[SUPPLIED MATERIAL]:
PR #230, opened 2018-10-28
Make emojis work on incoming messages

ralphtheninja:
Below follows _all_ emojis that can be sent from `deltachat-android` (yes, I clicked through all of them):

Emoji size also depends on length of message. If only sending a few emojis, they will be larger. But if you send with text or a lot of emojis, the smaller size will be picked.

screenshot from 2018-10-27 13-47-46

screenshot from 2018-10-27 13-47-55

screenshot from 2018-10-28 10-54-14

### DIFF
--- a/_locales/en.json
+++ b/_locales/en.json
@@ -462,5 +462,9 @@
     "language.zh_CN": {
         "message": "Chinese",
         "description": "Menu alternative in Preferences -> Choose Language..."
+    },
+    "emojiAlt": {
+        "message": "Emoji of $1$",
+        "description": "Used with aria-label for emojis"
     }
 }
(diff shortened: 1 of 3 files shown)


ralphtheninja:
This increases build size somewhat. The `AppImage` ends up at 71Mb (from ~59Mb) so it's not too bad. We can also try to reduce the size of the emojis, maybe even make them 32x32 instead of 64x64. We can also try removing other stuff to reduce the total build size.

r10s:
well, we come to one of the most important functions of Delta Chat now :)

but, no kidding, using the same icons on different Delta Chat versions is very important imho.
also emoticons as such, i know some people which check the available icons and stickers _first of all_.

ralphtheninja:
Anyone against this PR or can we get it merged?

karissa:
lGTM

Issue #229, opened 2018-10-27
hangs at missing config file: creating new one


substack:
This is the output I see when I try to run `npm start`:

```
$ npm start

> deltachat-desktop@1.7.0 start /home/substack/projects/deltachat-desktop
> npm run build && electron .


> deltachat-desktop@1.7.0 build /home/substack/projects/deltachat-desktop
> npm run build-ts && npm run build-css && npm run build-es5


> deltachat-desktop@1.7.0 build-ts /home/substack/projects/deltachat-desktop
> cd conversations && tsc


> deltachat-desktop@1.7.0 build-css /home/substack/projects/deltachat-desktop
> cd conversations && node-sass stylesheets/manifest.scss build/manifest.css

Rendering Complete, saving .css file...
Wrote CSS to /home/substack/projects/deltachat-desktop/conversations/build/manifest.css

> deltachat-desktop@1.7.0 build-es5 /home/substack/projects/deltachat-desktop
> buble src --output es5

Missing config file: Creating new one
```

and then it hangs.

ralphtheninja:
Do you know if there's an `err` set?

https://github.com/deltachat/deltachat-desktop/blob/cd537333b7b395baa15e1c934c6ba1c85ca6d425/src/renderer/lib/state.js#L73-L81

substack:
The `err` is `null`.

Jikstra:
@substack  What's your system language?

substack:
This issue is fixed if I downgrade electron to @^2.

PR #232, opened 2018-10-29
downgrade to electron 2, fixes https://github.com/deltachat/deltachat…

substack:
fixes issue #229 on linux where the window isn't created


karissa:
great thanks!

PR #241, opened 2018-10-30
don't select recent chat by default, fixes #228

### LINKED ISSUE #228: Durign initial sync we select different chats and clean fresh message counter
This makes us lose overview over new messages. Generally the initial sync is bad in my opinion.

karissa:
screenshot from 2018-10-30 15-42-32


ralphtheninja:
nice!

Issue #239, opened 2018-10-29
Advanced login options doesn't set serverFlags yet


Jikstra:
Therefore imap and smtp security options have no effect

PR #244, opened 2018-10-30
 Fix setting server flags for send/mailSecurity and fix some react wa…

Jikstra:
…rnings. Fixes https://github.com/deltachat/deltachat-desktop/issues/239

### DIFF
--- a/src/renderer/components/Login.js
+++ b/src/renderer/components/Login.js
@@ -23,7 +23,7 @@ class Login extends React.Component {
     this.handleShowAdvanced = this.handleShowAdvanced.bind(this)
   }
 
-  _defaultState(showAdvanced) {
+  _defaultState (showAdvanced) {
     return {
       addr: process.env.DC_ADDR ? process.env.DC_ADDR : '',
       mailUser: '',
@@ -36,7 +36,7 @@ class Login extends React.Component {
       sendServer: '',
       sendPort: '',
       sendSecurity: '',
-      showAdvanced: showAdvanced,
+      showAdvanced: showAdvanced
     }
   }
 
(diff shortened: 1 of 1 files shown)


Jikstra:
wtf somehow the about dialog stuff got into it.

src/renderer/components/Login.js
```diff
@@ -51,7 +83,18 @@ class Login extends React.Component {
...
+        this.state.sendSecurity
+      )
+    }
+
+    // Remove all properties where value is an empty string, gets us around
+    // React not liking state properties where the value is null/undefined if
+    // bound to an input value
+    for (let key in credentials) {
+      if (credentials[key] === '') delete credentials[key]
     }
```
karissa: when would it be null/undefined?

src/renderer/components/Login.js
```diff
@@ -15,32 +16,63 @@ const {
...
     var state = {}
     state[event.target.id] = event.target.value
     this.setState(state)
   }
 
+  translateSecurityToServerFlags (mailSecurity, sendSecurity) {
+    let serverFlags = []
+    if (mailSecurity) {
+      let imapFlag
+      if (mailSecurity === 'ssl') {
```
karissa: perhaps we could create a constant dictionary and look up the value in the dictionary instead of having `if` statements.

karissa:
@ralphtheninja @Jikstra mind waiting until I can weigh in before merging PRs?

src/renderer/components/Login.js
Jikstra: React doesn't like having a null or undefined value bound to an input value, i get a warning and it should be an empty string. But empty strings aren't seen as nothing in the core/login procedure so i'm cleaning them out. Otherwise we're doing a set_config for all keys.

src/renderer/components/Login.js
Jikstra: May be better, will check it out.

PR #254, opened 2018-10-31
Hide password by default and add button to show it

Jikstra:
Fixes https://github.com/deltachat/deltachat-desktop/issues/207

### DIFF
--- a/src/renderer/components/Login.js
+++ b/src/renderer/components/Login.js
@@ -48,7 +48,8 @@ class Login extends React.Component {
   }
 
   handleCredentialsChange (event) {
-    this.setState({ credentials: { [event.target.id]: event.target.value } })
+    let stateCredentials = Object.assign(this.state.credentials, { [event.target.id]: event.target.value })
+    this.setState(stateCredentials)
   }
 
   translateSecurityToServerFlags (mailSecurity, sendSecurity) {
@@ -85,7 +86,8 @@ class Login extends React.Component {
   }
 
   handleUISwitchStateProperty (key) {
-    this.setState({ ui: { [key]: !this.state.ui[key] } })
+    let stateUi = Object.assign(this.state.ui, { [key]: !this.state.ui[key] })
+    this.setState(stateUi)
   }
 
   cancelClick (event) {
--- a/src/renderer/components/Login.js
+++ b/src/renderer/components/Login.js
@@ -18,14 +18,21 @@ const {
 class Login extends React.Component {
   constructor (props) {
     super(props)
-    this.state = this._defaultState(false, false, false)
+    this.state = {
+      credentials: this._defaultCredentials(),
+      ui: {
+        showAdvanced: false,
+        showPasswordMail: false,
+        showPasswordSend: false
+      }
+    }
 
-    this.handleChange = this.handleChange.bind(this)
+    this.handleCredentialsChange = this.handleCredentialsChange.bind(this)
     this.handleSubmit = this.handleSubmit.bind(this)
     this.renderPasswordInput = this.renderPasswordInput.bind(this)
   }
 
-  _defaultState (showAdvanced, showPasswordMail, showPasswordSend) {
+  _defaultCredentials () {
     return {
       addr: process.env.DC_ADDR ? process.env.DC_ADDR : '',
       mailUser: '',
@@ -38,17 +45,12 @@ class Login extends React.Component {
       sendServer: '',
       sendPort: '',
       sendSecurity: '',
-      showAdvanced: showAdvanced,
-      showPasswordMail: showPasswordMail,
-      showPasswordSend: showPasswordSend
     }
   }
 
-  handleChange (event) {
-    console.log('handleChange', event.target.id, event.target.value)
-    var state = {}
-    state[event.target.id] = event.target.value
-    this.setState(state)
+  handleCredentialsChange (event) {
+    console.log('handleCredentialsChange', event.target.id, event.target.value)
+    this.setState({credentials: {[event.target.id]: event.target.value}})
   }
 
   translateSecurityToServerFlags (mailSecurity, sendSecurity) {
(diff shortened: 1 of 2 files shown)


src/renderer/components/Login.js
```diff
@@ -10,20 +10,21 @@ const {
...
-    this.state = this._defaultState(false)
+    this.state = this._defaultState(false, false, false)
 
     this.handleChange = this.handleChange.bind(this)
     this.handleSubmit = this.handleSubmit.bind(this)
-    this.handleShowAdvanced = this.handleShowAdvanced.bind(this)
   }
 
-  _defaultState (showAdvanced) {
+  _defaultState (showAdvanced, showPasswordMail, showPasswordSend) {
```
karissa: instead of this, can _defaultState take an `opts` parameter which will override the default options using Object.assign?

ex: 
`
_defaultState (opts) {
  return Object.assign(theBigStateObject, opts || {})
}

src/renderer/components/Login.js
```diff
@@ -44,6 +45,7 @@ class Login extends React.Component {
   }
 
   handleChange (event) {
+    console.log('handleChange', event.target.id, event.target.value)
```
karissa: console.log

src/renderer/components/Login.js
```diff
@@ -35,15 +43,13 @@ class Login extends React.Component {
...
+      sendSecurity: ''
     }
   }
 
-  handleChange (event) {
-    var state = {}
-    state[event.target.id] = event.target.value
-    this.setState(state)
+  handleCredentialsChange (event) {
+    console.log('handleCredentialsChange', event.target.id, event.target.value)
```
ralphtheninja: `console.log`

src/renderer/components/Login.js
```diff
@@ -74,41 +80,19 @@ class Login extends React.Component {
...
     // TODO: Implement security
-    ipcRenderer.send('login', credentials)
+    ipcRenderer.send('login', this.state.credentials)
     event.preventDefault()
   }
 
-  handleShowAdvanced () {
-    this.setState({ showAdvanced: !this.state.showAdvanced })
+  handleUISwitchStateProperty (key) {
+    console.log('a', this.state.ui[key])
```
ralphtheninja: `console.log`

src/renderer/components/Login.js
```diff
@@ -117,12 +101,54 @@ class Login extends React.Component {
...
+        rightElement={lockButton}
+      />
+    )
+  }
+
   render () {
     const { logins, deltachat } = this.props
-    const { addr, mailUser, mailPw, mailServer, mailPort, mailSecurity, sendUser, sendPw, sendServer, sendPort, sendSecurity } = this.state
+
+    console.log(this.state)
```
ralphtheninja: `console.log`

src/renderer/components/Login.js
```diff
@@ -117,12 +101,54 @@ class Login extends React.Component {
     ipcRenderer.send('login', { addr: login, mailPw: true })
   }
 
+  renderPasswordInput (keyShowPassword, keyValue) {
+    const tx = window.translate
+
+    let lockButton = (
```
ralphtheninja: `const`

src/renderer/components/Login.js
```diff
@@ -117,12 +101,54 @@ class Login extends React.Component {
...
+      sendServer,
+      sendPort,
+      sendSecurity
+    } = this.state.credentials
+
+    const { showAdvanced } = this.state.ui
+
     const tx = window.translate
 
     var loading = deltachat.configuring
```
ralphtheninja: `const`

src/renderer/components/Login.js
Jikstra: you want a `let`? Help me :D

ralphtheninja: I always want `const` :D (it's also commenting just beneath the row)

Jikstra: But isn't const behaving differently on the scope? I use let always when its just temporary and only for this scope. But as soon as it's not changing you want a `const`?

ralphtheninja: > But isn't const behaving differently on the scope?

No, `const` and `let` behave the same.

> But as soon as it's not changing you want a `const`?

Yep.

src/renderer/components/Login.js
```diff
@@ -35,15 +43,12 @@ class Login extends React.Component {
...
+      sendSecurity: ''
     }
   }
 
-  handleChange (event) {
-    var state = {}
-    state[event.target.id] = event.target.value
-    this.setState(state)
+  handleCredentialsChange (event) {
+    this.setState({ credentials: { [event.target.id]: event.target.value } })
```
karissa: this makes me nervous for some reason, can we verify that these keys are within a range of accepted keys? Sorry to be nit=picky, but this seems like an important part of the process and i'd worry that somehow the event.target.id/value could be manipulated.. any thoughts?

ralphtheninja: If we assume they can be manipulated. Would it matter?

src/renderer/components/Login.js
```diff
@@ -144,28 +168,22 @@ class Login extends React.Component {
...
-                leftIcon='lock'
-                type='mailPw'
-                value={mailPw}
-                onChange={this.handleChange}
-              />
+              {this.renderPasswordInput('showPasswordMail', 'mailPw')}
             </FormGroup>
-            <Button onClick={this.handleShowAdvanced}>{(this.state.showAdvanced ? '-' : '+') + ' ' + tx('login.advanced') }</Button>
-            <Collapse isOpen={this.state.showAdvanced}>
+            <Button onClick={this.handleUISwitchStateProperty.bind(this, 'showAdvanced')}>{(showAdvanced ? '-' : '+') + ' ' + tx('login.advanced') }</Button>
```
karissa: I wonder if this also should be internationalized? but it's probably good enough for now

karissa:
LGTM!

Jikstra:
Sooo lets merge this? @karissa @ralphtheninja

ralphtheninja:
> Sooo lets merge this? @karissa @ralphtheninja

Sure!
...
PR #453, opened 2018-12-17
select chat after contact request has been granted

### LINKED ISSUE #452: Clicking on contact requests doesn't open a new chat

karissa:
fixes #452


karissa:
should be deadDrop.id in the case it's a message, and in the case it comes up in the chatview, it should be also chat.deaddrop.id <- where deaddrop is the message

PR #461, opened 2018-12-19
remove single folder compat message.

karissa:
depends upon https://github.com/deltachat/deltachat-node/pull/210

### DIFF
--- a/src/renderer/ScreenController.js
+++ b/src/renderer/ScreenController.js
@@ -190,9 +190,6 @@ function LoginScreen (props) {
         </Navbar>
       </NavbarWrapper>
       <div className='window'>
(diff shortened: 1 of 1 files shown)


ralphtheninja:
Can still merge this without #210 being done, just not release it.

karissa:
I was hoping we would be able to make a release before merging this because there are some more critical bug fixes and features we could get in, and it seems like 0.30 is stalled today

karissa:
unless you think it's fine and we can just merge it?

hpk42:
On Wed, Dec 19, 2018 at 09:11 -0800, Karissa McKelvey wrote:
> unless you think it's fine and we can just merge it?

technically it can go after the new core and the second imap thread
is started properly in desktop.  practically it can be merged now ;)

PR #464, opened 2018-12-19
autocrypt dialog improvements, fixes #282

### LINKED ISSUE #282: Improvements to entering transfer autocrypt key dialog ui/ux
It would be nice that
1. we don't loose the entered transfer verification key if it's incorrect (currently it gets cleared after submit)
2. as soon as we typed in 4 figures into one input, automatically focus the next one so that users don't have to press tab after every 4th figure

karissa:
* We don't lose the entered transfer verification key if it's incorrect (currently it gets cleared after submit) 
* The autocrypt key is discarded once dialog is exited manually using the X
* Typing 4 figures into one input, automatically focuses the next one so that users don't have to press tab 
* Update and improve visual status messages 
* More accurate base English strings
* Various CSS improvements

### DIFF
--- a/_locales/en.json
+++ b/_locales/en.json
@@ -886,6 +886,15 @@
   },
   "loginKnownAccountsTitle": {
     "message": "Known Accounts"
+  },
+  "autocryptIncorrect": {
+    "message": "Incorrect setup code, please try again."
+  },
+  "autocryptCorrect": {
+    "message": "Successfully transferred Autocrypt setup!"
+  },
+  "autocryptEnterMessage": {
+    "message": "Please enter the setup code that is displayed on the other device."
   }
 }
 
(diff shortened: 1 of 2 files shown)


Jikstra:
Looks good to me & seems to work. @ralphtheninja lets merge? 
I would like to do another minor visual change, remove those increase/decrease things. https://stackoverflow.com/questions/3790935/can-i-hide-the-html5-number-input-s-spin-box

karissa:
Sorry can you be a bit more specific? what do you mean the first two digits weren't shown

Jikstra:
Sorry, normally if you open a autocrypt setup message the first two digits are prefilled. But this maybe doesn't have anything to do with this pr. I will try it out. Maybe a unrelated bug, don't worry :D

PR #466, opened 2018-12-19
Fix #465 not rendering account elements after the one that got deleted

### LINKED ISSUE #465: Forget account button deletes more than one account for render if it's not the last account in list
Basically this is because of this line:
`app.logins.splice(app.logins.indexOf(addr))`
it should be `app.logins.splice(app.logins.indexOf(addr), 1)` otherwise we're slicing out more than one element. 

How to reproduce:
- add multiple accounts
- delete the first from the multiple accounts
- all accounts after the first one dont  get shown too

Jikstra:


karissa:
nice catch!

[TASK DESCRIPTION]: After reading the records above, give the number of lines that include "desktop", and add nothing else.

[TASK ANSWER]: 10